━━ Listed entries

PR #350, opened 2026-08-21
feat: Come back on the filled form on task post fail

erwanMarmelab:
## Problem

When posting a task on destop from the contact view, the dialog closes immediately while the request is sent. If the request fails, an error message appears, but the user has to reopen the dialog and reenter the details, which are lost.

## Solution

Reopen the dialog on error and prefill with the task info

## How To Test

in your console write this:
```
const realFetch = window.fetch;
window.fetch = async (input, init) => {
  const url = typeof input === "string" ? input : input.url;
  if (init?.method === "POST" && url.includes("/rest/v1/tasks")) {
    await new Promise((r) => setTimeout(r, 5000));
    return new Response('{"message":"Boom"}', {
      status: 500,
      headers: { "Content-Type": "application/json" },
    });
  }
  return realFetch(input, init);
};
```

to rollback:
```
window.fetch = realFetch
```

## Additional Checks

- ~~[ ] Tested with **fakerest** provider (see [related documentation](https://github.com/marmelab/atomic-crm/blob/main/doc/developer/data-providers.md))~~
- [ ] Tested with **Mobile** resolution


pysnooLab (changes requested):
## The described problem does not reproduce

On `main`, the dialog stays open during the request and after a failed create, with the input intact. 

## It introduces a regression

Anything typed after clicking Save is wiped when the error lands.

## The real bug is on the success path, and this PR already half fixes it

When the task create succeeds but the follow-up contact calls fail:

| Failing call | Desktop (`main`) | Mobile (`main`) |
|---|---|---|
| `getOne("contacts")` | dialog closed, **no message** | sheet **stays open**, **no message** |
| `update(last_seen)` | closed, "Task added" | closed, "Task added" |

The task is created in every case. On mobile the filled sheet stays there, so the user clicks Save again and gets a duplicate. Reopening a prefilled form would make that worse, not better.

## Requested changes

1. Keep the `handleSuccess` hardening (`notify` moved before the contact calls, `try/catch` around `last_seen`).
2. Drop `failedTask`, `handleSettled`, the conditional `record` and the `onSettled` option.
3. Apply the same ordering to `TaskCreateSheet.tsx` (notify + close first, then best-effort `last_seen`). This also fixes the `if (!referenceRecordId) return` path, where the sheet currently never closes.
4. Add the missing test: `getOne("contacts")` fails after a successful create, assert the dialog is closed and "Task added" is shown, on both screens.
5. Move the unrelated `registry.json` entry to its own commit.

src/components/atomic-crm/tasks/TaskCreateSheet.tsx
```diff
@@ -42,24 +42,31 @@ export const TaskCreateSheet = ({
...
+
+    try {
+      const { data: contact } = await dataProvider.getOne("contacts", {
+        id: referenceRecordId,
+      });
+      await update("contacts", {
+        id: referenceRecordId as unknown as Identifier,
+        data: { last_seen: new Date().toISOString() },
+        previousData: contact,
+      });
```
pysnooLab: useUpdate() without returnPromise: true returns mutation.mutate(...), i.e. undefined, so this await resolves immediately. The try/catch therefore only covers getOne: an update failure escapes it, and since this useUpdate() has no options, ra-core notifies nothing. A failing last_seen update is completely silent. Either pass { returnPromise: true } so the catch really covers both calls, or narrow the comment above to say only getOne is guarded.

src/components/atomic-crm/tasks/AddTask.tsx
```diff
@@ -48,20 +49,24 @@ export const AddTask = ({
   };
   const getContactRepresentation = useGetRecordRepresentation("contacts");
 
-  const handleSuccess = async (data: any) => {
+  const handleSuccess = async (data: Task) => {
+    // The task is created: close and notify before the best-effort follow-up
+    // calls, so a failure there cannot leave the dialog open without feedback.
```
pysnooLab: Remove comments, already in commit message

src/components/atomic-crm/tasks/AddTask.tsx
```diff
@@ -48,20 +49,24 @@ export const AddTask = ({
...
-      data: { last_seen: new Date().toISOString() },
-      previousData: contact.data,
-    });
-
     notify("resources.tasks.added");
+
+    try {
+      const { data: contact } = await dataProvider.getOne("contacts", {
+        id: data.contact_id,
+      });
```
pysnooLab, line 59: The previous if (!contact.data) return; guard is gone: contact.id is now dereferenced directly, so a provider returning { data: undefined } throws a TypeError that the new catch swallows and logs as "Could not update the contact last_seen date". Low risk with our providers, but it widens the silent path rather than fixing it.

src/components/atomic-crm/tasks/TaskCreateSheet.tsx
```diff
@@ -42,24 +42,31 @@ export const TaskCreateSheet = ({
...
+      queryClient.invalidateQueries({
+        queryKey: ["contacts", "getOne"],
+      });
```
pysnooLab: Because the update above does not actually await the PUT, this invalidation fires before the contact is written, so any refetch it triggers re-reads the stale record. useUpdate already invalidates on settled, so this block can simply go.

src/components/atomic-crm/tasks/TaskCreateSheet.tsx
```diff
@@ -42,24 +42,31 @@ export const TaskCreateSheet = ({
   if (!identity) return null;
 
   const handleSuccess = async (data: any) => {
```
pysnooLab: AddTask was tightened to data: Task in this commit, this one keeps any plus the as unknown as Identifier cast on L60. Typing it as Task removes both.

src/components/atomic-crm/tasks/TaskCreateSheet.test.tsx
```diff
@@ -105,4 +105,34 @@ describe("TaskCreateSheet", () => {
     expect(updatedContact.data.last_seen).not.toBe(originalLastSeen);
```
pysnooLab: This assertion has no deterministic wait for the contact PUT, it relies on the fake provider's 300 ms latency. Closing and notifying earlier shortens the margin further. Wrap it in expect.poll like the task assertion on L75-84.

pysnooLab (changes requested):
The last commit reverts the failedTask + onSettled approach and instead confirms the creation before the best-effort contact refresh. The fix itself is right and much simpler, but three things need settling:

Title and description no longer match the diff. The delivered change is "confirm task creation even when the contact refresh fails". The How-To-Test (500 on POST /rest/v1/tasks) does not exercise it either: on main, setOpen(false) already lives in onSuccess only and CreateBase is pessimistic, so the dialog already stayed open with the values preserved on a failed create.
The one case the reverted approach handled is now dropped: dismissing the dialog while the create is in flight destroys the form (Radix unmounts the portal content), so a later failure loses the input. That is a regression against 1c7d3d40, not against main, and dropping it is defensible, but say so in the description instead of removing the test silently.
NoteCreateSheet.tsx:49-64 has the same defect: notify / redirect / onOpenChange(false) all sit after the awaited getOne, behind an if (!contact) return. A failing refresh leaves the sheet open with a misleading error toast on a note that was created. Same three-line fix here,.

src/components/atomic-crm/tasks/TaskCreateSheet.tsx
```diff
@@ -36,30 +35,34 @@ export const TaskCreateSheet = ({
...
+        {
+          id: data.contact_id,
+          data: { last_seen: new Date().toISOString() },
+          previousData: contact,
+        },
+        { returnPromise: true },
+      );
+    } catch (error) {
+      console.error("Could not update the contact last_seen date", error);
+    }
```
pysnooLab, line 65: My previous comment was wrong, sorry. Pessimistic useUpdate never invalidates: useMutationWithMutationMode does that only in optimistic/undoable mode (useMutationWithMutationMode.ts:190-205), otherwise it just setQueryData with updatedAt: now, which marks the cached contact fresh and suppresses the refetch. And that invalidation was not about last_seen: it refreshed nb_tasks, which comes from contacts_summary (03_views.sql:124) and changes with the task INSERT. Mobile ContactShow reads record.nb_tasks (ContactShow.tsx:64), so [Mobile Chrome] userAddingATask now fails 3 times on expect(page.getByText("1 task")) (userAddingATask.spec.ts:73); it was green on 12fb2704. Put it back right after onOpenChange(false), since the count depends on the create, not on the best-effort PUT (the useQueryClient import has to come back too):


queryClient.invalidateQueries({ queryKey: ["contacts", "getOne"] });

src/components/atomic-crm/notes/NoteCreateSheet.tsx
```diff
@@ -44,24 +44,34 @@ export const NoteCreateSheet = ({
...
+        {
+          id: referenceRecordId as unknown as Identifier,
+          data: { last_seen: new Date().toISOString(), status: data.status },
+          previousData: contact,
+        },
+        { returnPromise: true },
+      );
+    } catch (error) {
+      console.error("Could not update the contact last_seen date", error);
+    }
```
pysnooLab, line 74: The happy path is covered on mobile by onboarding.spec.ts:73-87, but the failure path this commit fixes is not tested anywhere (no NoteCreateSheet.test.tsx). Both task paths got exactly that test: getOne("contacts") rejects after a successful create, assert the sheet is closed and "Note added" is shown.

src/components/atomic-crm/tasks/AddTask.tsx
```diff
@@ -48,20 +49,27 @@ export const AddTask = ({
...
+        {
+          id: contact.id,
+          data: { last_seen: new Date().toISOString() },
+          previousData: contact,
+        },
+        { returnPromise: true },
+      );
+    } catch (error) {
+      console.error("Could not update the contact last_seen date", error);
+    }
```
pysnooLab, line 72: Fourth copy of the same best-effort block (here, TaskCreateSheet.tsx:49-65, NoteCreateSheet.tsx:58-74, and NoteCreate.tsx:91-99 which still fires and forgets with no try/catch). A useTouchContactLastSeen() hook removes the divergence and gives the invalidation above a single home.

src/components/atomic-crm/notes/NoteCreateSheet.tsx
```diff
@@ -44,24 +44,34 @@ export const NoteCreateSheet = ({
   if (!identity) return null;
 
   const handleSuccess = async (data: any) => {
```
pysnooLab, line 46: Still data: any here, plus the as unknown as Identifier cast on L66, while both task files are typed now. Typing it removes both, and data.contact_id replaces data[foreignKeyMapping["contacts"]].

pysnooLab (changes requested):

fzaninotto (commented):
I'm not convinced this change is even necessary. The initial bug doesn't exist, and the one this PR fixes (an update fails on the contact after a creation succeeds on the task) is so unlikely that we shouldn't bother adding that much code and complexity to fix it. I'm in favour of closing this PR unmerged. WDYT?

erwanMarmelab:
> I'm not convinced this change is even necessary. The initial bug doesn't exist, and the one this PR fixes (an update fails on the contact after a creation succeeds on the task) is so unlikely that we shouldn't bother adding that much code and complexity to fix it. I'm in favour of closing this PR unmerged. WDYT?

I agree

━━━━

Activity:
Would you please filter the lines above and copy every one that includes "approach"?

Answer section:
The last commit reverts the failedTask + onSettled approach and instead confirms the creation before the best-effort contact refresh. The fix itself is right and much simpler, but three things need settling:
The one case the reverted approach handled is now dropped: dismissing the dialog while the create is in flight destroys the form (Radix unmounts the portal content), so a later failure loses the input. That is a regression against 1c7d3d40, not against main, and dropping it is defensible, but say so in the description instead of removing the test silently.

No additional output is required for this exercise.